WHAT THE EXERCISE ASKS -
Each line of the entries below that includes "equally" belongs in your answer.

THE DATA -
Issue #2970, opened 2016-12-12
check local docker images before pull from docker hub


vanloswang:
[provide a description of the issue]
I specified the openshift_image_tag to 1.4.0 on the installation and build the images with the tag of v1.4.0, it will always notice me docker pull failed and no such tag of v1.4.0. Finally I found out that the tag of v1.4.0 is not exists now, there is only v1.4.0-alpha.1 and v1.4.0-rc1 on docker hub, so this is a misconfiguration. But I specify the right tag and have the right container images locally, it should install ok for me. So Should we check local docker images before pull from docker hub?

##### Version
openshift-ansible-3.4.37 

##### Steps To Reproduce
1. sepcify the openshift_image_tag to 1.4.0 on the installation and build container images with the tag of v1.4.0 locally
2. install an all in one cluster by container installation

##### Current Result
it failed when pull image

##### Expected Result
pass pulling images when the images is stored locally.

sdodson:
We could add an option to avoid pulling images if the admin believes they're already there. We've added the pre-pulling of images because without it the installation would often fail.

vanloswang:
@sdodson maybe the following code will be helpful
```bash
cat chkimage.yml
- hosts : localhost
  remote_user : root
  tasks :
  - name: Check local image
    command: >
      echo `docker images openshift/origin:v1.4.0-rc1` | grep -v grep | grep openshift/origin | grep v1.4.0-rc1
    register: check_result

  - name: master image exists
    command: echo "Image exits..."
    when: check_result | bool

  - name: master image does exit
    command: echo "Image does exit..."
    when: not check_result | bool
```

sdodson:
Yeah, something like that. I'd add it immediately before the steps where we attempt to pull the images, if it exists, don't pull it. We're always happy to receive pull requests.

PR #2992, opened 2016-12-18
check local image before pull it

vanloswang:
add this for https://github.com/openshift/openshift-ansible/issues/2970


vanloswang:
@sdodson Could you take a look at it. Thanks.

...

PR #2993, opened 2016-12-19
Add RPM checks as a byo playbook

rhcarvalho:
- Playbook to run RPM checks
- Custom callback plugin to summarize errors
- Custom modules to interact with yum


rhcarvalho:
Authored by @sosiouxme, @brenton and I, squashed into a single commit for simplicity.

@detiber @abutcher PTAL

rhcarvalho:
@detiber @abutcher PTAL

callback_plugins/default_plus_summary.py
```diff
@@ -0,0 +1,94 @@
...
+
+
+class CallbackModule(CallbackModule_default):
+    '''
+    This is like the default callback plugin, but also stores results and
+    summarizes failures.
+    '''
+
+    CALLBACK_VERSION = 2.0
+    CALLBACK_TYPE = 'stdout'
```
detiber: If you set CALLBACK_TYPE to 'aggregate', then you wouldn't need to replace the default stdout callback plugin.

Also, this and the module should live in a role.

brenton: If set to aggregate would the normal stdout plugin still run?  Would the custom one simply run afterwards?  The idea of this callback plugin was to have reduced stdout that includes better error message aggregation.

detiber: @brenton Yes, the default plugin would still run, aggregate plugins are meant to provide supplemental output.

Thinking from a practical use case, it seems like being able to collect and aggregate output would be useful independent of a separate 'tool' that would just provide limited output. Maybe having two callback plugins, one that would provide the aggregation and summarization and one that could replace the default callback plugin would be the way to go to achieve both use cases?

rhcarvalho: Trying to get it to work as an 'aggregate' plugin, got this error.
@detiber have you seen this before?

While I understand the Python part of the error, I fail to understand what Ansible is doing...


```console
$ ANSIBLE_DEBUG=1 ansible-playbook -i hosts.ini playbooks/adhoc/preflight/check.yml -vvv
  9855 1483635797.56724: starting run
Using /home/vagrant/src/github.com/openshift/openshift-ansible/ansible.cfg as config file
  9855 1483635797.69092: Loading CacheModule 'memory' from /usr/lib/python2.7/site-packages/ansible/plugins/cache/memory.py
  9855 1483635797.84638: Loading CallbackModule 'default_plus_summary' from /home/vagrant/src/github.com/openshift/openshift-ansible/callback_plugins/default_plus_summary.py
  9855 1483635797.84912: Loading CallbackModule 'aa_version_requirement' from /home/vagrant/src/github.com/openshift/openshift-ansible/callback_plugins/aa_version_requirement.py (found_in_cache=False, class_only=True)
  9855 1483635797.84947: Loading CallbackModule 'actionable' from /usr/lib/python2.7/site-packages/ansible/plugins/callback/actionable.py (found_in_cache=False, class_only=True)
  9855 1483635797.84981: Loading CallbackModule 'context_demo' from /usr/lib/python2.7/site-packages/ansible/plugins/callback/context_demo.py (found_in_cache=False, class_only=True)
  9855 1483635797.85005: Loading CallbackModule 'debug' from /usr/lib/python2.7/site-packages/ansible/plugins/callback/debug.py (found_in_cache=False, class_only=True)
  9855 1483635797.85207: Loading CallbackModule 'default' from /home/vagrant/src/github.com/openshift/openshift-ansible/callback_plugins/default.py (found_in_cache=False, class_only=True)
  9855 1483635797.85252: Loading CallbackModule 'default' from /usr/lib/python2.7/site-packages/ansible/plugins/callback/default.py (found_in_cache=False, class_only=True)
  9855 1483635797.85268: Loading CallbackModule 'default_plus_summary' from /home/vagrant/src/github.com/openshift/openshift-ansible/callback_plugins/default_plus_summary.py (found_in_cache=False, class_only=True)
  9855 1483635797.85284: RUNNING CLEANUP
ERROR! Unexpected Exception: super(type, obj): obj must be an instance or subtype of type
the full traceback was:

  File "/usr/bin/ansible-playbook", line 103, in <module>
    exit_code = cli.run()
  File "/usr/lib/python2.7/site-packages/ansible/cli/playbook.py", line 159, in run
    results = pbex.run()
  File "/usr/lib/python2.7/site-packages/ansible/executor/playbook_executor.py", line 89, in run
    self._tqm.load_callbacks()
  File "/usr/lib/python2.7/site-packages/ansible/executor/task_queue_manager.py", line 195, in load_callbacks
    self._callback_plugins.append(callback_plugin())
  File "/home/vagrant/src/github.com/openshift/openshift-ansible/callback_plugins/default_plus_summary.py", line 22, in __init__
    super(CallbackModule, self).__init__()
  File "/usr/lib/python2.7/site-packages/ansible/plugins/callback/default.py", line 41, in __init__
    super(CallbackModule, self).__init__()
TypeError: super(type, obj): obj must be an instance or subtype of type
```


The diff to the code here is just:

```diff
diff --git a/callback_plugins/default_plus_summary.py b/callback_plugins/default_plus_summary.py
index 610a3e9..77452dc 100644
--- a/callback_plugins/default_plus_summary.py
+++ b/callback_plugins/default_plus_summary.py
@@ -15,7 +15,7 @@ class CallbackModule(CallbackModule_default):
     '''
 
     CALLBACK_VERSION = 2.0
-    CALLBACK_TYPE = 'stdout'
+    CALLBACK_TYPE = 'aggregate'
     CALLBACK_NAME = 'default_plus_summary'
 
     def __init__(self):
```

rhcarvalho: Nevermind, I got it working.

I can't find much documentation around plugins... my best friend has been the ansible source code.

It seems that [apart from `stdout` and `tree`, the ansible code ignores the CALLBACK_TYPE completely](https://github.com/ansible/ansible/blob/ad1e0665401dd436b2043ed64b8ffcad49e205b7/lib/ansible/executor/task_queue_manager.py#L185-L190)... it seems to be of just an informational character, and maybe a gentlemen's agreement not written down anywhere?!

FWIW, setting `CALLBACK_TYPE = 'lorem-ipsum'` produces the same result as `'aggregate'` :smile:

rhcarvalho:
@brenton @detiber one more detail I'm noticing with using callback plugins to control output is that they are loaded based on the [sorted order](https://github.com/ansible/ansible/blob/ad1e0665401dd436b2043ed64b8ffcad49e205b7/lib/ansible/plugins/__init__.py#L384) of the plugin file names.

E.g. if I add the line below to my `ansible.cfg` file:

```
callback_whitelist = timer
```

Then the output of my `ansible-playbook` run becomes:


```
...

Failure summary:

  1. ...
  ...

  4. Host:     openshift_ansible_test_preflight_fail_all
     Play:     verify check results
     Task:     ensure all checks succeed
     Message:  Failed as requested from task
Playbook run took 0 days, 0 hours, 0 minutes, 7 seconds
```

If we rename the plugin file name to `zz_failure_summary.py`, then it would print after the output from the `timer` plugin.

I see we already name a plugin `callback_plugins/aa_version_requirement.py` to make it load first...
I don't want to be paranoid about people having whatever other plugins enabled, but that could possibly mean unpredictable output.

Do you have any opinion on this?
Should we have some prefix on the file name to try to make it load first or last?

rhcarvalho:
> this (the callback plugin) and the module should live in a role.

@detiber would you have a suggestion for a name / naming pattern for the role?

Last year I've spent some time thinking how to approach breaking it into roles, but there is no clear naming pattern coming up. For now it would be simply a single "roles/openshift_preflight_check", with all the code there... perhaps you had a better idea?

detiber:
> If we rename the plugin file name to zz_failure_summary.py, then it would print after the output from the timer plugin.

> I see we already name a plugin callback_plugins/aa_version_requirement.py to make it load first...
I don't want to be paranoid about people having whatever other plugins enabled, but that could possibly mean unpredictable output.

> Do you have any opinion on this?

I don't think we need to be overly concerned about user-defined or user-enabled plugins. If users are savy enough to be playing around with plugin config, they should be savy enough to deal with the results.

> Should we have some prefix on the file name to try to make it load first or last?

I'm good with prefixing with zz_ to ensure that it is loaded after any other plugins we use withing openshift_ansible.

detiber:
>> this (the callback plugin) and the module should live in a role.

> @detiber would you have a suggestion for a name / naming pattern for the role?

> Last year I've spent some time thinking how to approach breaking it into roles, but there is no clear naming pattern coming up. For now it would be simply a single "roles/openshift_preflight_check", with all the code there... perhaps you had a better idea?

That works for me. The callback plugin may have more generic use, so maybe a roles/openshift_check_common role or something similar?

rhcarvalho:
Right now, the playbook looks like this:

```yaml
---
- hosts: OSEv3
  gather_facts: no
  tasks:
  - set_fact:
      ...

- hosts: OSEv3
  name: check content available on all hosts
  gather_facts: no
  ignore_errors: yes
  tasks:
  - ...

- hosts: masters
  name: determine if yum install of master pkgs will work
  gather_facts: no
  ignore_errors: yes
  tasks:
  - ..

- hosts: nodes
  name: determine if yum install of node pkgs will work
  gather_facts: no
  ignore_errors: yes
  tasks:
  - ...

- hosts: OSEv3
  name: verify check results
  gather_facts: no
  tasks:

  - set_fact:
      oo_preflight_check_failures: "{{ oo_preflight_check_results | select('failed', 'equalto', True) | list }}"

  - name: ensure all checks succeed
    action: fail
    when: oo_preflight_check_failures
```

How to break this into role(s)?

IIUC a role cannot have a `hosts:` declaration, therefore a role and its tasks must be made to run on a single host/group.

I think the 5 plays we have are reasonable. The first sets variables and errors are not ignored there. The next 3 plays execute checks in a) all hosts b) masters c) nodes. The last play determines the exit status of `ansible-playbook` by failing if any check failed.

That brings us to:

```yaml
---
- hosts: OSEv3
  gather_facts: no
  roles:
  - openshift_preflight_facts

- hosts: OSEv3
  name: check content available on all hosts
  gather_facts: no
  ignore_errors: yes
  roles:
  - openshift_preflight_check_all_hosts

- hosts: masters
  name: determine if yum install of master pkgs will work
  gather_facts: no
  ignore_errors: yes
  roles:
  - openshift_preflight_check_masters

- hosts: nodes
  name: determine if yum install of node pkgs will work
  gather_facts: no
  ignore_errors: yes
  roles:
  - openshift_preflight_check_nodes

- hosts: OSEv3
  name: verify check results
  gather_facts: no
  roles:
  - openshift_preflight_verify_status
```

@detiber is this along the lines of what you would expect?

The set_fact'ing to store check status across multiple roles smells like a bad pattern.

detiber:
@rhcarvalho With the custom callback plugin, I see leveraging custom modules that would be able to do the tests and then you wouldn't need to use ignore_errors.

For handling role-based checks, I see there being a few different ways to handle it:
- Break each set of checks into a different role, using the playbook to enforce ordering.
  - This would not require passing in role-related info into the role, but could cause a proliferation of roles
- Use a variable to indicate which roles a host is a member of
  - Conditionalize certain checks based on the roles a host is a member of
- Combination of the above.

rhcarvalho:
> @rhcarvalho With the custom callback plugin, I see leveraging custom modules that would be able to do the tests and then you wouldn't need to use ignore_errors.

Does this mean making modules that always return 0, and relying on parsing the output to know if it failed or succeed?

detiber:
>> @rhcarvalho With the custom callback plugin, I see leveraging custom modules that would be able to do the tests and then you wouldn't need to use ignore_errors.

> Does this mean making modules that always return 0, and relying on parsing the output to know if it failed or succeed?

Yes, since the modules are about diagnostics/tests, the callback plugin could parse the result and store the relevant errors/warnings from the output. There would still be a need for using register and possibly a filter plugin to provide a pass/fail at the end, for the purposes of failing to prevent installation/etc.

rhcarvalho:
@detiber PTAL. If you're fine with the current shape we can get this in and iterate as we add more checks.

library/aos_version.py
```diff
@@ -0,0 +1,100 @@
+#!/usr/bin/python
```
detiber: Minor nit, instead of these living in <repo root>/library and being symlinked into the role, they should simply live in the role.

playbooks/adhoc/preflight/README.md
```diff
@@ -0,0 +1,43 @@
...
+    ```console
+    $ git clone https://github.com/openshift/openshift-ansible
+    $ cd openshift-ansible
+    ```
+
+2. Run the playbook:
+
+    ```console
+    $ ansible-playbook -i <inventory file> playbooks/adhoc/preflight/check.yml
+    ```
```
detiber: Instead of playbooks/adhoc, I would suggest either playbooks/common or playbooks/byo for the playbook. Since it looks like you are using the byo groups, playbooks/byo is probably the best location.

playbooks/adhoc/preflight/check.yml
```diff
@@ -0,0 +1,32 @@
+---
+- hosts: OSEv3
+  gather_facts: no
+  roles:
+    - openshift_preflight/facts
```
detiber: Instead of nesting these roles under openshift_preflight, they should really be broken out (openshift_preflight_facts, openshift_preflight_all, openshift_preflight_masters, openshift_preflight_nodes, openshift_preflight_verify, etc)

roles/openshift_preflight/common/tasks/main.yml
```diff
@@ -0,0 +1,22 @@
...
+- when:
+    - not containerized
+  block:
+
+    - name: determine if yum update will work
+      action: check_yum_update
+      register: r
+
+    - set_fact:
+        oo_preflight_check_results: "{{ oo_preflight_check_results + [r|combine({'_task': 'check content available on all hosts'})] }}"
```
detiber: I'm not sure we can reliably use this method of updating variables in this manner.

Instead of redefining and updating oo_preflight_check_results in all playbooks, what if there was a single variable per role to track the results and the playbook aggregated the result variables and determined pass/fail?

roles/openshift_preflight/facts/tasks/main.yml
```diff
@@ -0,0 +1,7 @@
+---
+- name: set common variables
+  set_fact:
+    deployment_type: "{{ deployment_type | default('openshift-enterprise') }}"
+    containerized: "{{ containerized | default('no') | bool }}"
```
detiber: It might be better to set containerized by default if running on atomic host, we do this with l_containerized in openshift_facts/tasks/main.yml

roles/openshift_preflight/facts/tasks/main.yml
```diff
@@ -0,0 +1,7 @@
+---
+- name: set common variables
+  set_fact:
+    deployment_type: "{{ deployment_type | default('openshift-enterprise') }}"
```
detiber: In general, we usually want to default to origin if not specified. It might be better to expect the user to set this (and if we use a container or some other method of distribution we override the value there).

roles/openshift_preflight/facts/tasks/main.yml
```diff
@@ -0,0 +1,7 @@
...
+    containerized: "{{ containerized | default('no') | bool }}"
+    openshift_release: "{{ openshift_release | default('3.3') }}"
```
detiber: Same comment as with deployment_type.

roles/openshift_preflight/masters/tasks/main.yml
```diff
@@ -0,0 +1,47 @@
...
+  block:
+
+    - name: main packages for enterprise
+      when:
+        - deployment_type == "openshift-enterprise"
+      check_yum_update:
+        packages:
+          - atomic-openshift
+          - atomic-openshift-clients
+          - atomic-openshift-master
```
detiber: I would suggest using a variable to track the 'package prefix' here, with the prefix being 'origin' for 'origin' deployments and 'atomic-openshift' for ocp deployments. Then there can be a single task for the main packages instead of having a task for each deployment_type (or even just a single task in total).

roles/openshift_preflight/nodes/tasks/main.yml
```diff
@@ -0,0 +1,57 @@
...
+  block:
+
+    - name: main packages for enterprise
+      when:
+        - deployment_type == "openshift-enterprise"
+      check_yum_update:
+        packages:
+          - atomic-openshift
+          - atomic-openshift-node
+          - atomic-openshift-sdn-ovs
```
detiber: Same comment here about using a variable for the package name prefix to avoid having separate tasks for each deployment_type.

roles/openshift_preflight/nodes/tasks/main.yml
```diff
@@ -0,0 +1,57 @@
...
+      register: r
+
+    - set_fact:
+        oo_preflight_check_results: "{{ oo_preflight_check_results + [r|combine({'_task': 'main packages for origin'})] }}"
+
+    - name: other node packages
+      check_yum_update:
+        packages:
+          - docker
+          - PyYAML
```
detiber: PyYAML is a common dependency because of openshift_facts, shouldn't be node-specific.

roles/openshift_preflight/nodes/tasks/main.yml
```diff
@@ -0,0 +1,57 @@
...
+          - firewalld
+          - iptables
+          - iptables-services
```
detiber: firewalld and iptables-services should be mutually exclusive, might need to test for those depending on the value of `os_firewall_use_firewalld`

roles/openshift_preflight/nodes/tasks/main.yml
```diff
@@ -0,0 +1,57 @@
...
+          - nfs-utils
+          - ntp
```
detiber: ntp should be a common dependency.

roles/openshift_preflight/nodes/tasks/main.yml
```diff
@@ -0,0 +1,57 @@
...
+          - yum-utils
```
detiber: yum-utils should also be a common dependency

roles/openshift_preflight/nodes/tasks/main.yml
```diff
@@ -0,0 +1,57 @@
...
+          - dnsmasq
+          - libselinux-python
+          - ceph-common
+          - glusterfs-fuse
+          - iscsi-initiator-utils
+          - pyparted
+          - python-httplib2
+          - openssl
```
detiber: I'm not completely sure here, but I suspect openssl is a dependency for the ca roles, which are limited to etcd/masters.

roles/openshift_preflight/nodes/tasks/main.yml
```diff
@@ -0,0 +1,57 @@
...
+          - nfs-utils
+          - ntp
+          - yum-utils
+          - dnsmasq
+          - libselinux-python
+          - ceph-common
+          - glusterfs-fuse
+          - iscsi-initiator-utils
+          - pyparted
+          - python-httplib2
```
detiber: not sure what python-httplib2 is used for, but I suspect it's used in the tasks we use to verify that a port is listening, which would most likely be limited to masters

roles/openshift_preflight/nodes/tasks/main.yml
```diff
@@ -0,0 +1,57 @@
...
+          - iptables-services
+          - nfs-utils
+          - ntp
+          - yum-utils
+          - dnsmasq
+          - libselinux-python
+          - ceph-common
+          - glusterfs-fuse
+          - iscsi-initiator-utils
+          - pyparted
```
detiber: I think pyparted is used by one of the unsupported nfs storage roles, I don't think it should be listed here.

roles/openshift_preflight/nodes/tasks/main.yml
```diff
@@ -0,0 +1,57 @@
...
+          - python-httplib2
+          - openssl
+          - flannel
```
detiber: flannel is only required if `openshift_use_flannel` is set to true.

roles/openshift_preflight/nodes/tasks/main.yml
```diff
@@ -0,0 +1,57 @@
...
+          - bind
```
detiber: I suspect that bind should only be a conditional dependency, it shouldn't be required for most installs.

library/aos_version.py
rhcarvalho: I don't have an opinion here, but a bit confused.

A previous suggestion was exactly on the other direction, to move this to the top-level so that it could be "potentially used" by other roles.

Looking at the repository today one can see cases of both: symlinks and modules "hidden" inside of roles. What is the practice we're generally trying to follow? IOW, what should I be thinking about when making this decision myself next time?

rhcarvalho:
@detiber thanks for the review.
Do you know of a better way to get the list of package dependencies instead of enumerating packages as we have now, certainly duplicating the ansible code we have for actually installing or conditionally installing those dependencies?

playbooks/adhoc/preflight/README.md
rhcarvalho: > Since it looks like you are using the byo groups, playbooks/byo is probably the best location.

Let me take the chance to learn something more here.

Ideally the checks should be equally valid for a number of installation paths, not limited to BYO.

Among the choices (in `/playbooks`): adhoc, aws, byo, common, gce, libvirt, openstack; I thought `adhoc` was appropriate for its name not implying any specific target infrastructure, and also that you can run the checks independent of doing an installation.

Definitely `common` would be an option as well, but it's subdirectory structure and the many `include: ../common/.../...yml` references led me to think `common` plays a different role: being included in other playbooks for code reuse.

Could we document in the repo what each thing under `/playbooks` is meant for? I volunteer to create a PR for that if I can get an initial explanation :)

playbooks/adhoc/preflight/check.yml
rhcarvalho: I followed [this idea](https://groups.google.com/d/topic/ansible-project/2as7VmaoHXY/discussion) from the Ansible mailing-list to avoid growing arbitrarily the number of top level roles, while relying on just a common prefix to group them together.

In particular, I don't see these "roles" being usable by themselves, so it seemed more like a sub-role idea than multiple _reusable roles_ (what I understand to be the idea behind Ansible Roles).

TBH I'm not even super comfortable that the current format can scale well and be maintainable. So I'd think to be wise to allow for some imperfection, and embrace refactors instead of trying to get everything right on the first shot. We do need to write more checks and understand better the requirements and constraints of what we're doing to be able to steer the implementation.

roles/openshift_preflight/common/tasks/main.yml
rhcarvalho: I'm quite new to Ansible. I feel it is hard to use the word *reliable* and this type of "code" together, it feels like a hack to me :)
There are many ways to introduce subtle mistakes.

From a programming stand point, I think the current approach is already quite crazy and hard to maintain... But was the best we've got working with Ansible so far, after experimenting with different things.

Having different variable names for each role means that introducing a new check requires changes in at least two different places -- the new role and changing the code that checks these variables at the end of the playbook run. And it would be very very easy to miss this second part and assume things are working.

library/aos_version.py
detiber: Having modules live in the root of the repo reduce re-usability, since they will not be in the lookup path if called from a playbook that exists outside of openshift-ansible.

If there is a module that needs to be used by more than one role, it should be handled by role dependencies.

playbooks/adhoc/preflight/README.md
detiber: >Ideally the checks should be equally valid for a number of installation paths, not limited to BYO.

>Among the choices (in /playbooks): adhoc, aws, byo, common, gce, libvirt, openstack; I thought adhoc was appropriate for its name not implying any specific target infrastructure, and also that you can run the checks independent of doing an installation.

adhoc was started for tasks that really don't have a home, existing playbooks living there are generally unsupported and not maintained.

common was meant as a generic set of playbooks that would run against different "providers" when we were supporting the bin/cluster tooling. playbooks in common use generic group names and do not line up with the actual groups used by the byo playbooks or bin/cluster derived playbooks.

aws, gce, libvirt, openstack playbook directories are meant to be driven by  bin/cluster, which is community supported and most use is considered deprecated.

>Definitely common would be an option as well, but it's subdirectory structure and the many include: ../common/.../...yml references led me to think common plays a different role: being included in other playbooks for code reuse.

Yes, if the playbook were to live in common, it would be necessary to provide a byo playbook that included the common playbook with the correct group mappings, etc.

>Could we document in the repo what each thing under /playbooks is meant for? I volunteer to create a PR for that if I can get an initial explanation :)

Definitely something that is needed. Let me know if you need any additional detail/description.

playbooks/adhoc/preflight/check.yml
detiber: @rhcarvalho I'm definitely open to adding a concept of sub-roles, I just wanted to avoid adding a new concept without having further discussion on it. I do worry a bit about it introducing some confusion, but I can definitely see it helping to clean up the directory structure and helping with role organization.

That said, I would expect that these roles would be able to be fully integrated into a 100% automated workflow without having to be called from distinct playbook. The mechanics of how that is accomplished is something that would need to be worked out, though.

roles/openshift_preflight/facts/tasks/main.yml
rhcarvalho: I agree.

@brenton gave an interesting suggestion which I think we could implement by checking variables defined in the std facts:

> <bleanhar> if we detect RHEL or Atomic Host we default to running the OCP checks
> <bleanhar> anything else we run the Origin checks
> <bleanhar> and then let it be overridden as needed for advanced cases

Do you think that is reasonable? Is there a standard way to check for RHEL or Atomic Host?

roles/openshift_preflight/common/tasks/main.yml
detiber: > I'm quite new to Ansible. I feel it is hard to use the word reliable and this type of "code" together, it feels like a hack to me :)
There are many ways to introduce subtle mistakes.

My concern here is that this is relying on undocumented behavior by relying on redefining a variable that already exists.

ANSWER TO THIS TASK -
Ideally the checks should be equally valid for a number of installation paths, not limited to BYO.
detiber: >Ideally the checks should be equally valid for a number of installation paths, not limited to BYO.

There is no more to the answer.